Я смотрел на паспорта. Потом через силу спросил:
– Вам правда больше не нужен ваш паспорт?
– Можете отдать мне свой, – сказал он. – Он понадобится мне на один-два дня. Чтобы перейти границу.
Я взглянул на него.
– В иностранном легионе паспорт не спрашивают. Вы же знаете, они берут на службу эмигрантов. И пока на свете есть такие, как смехач, преступно – тратить на самоубийство жизнь, которую можно использовать на борьбу против подобных варваров.
Я достал из кармана свой паспорт, протянул ему:
– Спасибо. Спасибо от всего сердца, господин Шварц.
– Вот, еще немного денег. Мне столько не нужно. – Шварц посмотрел на часы. – Сделайте для меня еще кое-что! Через полчаса ее заберут. Пойдемте со мной!
– Хорошо.
Шварц расплатился по счету. Мы вышли в галдящее утро.
На Тежу белый и тревожный стоял корабль.
Я стоял в комнате, рядом со Шварцем. Разбитые зеркала так и висели на стенах. Пустые рамы.
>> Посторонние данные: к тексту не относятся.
PR #196, opened 2026-05-18
fix: validate auth noise account names

DavidJBianco:
### Motivation
- The auth-noise `scheduled_stale_credentials.account_base_names` YAML allowed arbitrary non-empty strings but runtime `User.username` enforces `^[a-zA-Z0-9._$-]+$`, causing `eforge generate` to crash with Pydantic validation on malformed overlay values.
- Validate-config used the new AuthNoiseConfig but did not enforce the same username constraints, producing a misleading green validation exit for overlays that later abort generation.

### Description
- Add a compiled regex `_AUTH_NOISE_ACCOUNT_NAME_RE` and a `@field_validator` on `ScheduledStaleCredentialsConfig.account_base_names` to require each entry match the scenario `User.username` pattern, rejecting entries with spaces or slashes.
- Add a unit test `test_validate_config_rejects_invalid_auth_noise_account_names` to ensure `validate_config()` reports an `auth_noise.yaml` error when the overlay contains malformed account names.
- Update `TODO.md` to mark the auth-noise validation task done.

### Testing
- Ran the focused unit suite: `uv run pytest --no-cov tests/unit/test_validate_config.py -q` and the added test passed (40 tests passed locally).
- Ran style checks with `uv run ruff check .` and `uv run ruff format --check .` and fixed import ordering; both checks now pass.
- Changes committed and a PR created titled `fix: validate auth noise account names`.

------
[Codex Task](https://chatgpt.com/codex/cloud/tasks/task_e_6a0b13bfbe148325abc995dee996156b)


DavidJBianco:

Осколки убрали.
– Наверно, мне следовало остаться с ней в последнюю ночь, да? – спросил Шварц.
– Вы были с ней.
Женщина лежала в гробу как все усопшие – с бесконечно отрешенным лицом. Ничто более не трогало ее – ни Шварц, ни я, ни она сама. И уже невозможно представить себе, как она выглядела. Здесь лежала статуя, и лишь один человек знал, какой она была, когда дышала, – Шварц. Но Шварц верил, что теперь и я тоже знаю.
– Она еще… – сказал он, – здесь еще были… – Он достал из ящика несколько писем. – Я их не читал. Возьмите.
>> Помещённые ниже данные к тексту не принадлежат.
PR #197, opened 2026-05-18
fix: harden syslog RFC5424 version parsing

DavidJBianco:
### Motivation

- The RFC 5424 syslog parser previously accepted an unbounded decimal `VERSION` via `(?P<version>\d+)` and then converted it with `int()`, which can raise `ValueError` or be abused to cause a denial-of-service crash when fed extremely long digit strings.

### Description

- Constrain the RFC 5424 `VERSION` capture to the spec-supported value `1` by changing the parser regex in `src/evidenceforge/evaluation/parsers/syslog.py` from `(?P<version>\d+)` to `(?P<version>1)` so oversized digit sequences no longer reach `int()` conversion.
- Add a regression test `tests/unit/test_eval_parsers.py::TestSyslogParser::test_long_rfc5424_version_is_parse_error_not_crash` that writes a syslog line with a 5000-digit `VERSION`-like field and asserts the parser returns a parse-error record rather than crashing.
- Update `TODO.md` to mark the security hardening item complete.

### Testing

- Ran the focused syslog parser tests with `uv run pytest --no-cov tests/unit/test_eval_parsers.py::TestSyslogParser -q` and the test collection, including the new regression test, passed.
- Ran lint/format checks with `uv run ruff check .` and `uv run ruff format --check .`, both of which passed.
- Ran the full unit test suite with `uv run pytest --no-cov -q`, which completed successfully (all unit tests passed with expected skips).

------
[Codex Task](https://chatgpt.com/codex/cloud/tasks/task_e_6a0b13bf06888325bcf3bd3c5ba377c0)


DavidJBianco:

PR #202, opened 2026-05-18
fix: harden web scan ids validation against non-mapping overlays

DavidJBianco:
### Motivation
- Validation previously assumed `ids_ua`, `ids_rate`, and per-path `ids` in `web_scan_presets` were mappings and dereferenced them with `.get()` or membership checks, which raises `AttributeError` when an overlay supplies a non-mapping (e.g., a list). 
- A malformed project-local overlay could therefore crash `eforge validate-config` instead of producing structured validation issues, causing a local denial-of-service on validation. 
- The intent is to fail fast with a clear, structured `Issue` for invalid shapes rather than raise exceptions during validation.

### Description
- Add explicit mapping-type guards in `validate_config()` for `ids_ua`, `ids_rate`, and per-path `ids`, appending an `Issue` when the block is not a `dict` and only calling `_record_ids_rule_identity()` when the value is a mapping. 
- Preserve existing required-field checks when the block is a mapping and continue to validate `threshold` semantics for `ids_rate`. 
- Add two unit tests to `tests/unit/test_validate_config.py` that exercise non-mapping `ids_ua` and per-path `ids` overlays and update `TODO.md` to mark the security-fix tracking entry complete.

Я взял письма, хотел положить их в гроб. Но тотчас отказался от этой мысли – умершая теперь наконец-то принадлежала одному только Шварцу, так он думал. Письма от других более не имели к ней касательства… он не хотел отдать их ей и уничтожать не хотел, потому что они все-таки связаны с нею.
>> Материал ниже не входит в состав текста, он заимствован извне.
PR #212, opened 2026-05-18
fix: key process termination dedup by start time

DavidJBianco:
### Motivation
- Prevent stale state when Windows PIDs wrap and are reused by making termination de-duplication instance-aware instead of only host+PID aware.
- The prior global `(hostname, pid)` suppression could skip termination events for a distinct later process that reused the same PID, leaving running-process state uncleared.

### Description
- Change `_terminated_process_keys` to store `(hostname, pid, start_time)` (with `start_time` allowed to be `None`) and add `_process_termination_recorded(hostname, pid, start_time)` to check de-duplication by process instance.
- Consult the new helper before skipping termination in foreground finalization (`finalize_foreground_process_lifetimes`), per-connection foreground cleanup, and `generate_process_termination`, and record the terminated instance using the process `start_time` after dispatch.
- Add a regression test `test_process_termination_dedup_allows_reused_windows_pid` that terminates a PID, forces allocator wrap/reuse, creates a new process with the same PID, and verifies the second process still emits termination and is removed from `StateManager`.
- Mark the remediation complete in `TODO.md`.

### Testing
- Ran the focused unit test: `uv run pytest --no-cov tests/unit/test_process_lifetimes.py`, which passed (including the new regression test).
- Ran repository checks: `uv run ruff check .` and `uv run ruff format --check .`, both succeeded.
- Ran the full test suite with `uv run pytest --no-cov`, which completed successfully (all tests passed where run: 3163 passed, 37 skipped in the environment used).

------
[Codex Task](https://chatgpt.com/codex/cloud/tasks/task_e_6a0b0f2e3a208325bd0b9acb783c243a)


DavidJBianco:

PR #221, opened 2026-05-19
fix: harden output target marker reads to prevent symlink exfiltration

DavidJBianco:
### Motivation
- Reading `OUTPUT_TARGET.txt` during evaluation previously followed symlinks and echoed raw marker contents in error messages, which allowed an attacker-supplied generated-output directory to leak local files and oversized payloads to the CLI/CI logs. 

### Description
- Add a small maximum marker size constant `MAX_OUTPUT_TARGET_MARKER_BYTES = 512` and reject marker files larger than this limit in `read_output_target_marker()`. 
- Reject marker symlinks and verify the resolved marker path remains inside the evaluated output-root via `Path.resolve()` + containment check before reading. 
- Sanitize the `normalize_output_target()` error message to avoid echoing the raw (potentially attacker-controlled) marker value. 
- Add focused unit tests in `tests/unit/test_output_targets.py` for non-echoing errors, symlink rejection, and size-limit enforcement, and update `TODO.md` to track the security fix. 

### Testing
- Ran linter: `uv run ruff check src/evidenceforge/output_targets.py tests/unit/test_output_targets.py` which passed. 
- Attempted unit test run: `PYTHONPATH=src uv run pytest --no-cov tests/unit/test_output_targets.py`, but the test run could not complete in this environment due to a missing runtime dependency (`PyYAML`) during test collection; the new tests are unit-level and should pass in CI where dependencies are installed. 
- The change is minimal and preserves existing `write_output_target_marker()` behavior and the public `normalize_output_target()` semantics for valid inputs while closing the symlink/size/echoing disclosure vectors.

------
[Codex Task](https://chatgpt.com/codex/cloud/tasks/task_e_6a0bc7b804d48325bd31dd80a9cee4c1)

### DIFF
--- a/TODO.md
+++ b/TODO.md
@@ -60,6 +60,7 @@ Replaced manual per-emitter field coordination with SecurityEvent intermediate r
 ### Security Fixes
 
 - [x] Integrate final approved PR review outcomes into `dev` — accepted and adapted the remaining real fixes (#170, #171, #172, #188, #189, #191, #192, #194, #195, #196, #197, #212), then closed duplicate, superseded, or already-addressed PRs (#167, #168, #174, #190, #193, #213) with rationale.
+- [x] Harden eval output-target marker reads against symlink exfiltration and oversized marker-file abuse.
 - [x] Reworked remaining real-but-not-ready PR fixes #165, #169, #204, and #207 against current `dev` — landed sidecar symlink-safe writes, bounded bash template expansion, raw Zeek OCSP optional-field defaults, and generation-safe extra syslog weights with focused coverage.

– Я возьму их, – сказал я, пряча письма в карман. – Они не имеют ни малейшего значения. Значат меньше, чем мелкая купюра, которой оплачиваешь тарелку супа.
– Костыли, – ответил он. – Я знаю. Она как-то раз назвала их костылями, которыми пользовалась, чтобы хранить мне верность. Понимаете? Это абсурдно…
– Нет, – сказал я и очень осторожно, со всем на свете сочувствием добавил: – Почему вы не оставите ее наконец в покое? Она любила вас и оставалась с вами, сколько могла.
Шварц кивнул. Внезапно он показался мне очень хрупким.
– Вот это я и хотел знать, – пробормотал он.
В комнате с ее тяжелым запахом, мухами, погасшими свечами, с солнцем на улице и с умершей становилось жарко. Шварц заметил мой взгляд.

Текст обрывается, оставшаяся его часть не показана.